▸ **Task description**:
All lines in the data that hold the word "editions" need copying.

▸ **Information supplied**:
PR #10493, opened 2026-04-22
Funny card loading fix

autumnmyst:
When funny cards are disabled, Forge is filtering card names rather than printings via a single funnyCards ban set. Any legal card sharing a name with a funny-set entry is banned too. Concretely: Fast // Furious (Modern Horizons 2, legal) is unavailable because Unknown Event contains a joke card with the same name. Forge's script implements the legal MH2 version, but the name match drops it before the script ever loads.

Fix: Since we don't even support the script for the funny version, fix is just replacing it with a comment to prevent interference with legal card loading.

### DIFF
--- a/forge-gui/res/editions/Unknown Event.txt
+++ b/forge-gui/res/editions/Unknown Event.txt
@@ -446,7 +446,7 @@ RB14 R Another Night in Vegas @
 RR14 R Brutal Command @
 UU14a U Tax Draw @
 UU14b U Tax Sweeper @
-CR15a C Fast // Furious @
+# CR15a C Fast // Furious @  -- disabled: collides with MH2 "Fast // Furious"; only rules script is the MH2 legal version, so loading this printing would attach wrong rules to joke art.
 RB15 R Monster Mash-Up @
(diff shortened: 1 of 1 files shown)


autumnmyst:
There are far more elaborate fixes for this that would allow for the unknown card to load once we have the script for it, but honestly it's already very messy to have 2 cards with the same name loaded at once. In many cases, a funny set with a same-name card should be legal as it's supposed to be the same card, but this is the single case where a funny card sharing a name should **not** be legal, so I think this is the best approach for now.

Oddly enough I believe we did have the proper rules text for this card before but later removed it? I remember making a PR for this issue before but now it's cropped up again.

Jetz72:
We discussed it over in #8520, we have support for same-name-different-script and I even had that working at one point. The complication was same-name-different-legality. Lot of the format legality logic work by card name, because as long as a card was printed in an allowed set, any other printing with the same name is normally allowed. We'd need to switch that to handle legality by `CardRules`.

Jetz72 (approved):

▸ **Exercise answer**:
--- a/forge-gui/res/editions/Unknown Event.txt
+++ b/forge-gui/res/editions/Unknown Event.txt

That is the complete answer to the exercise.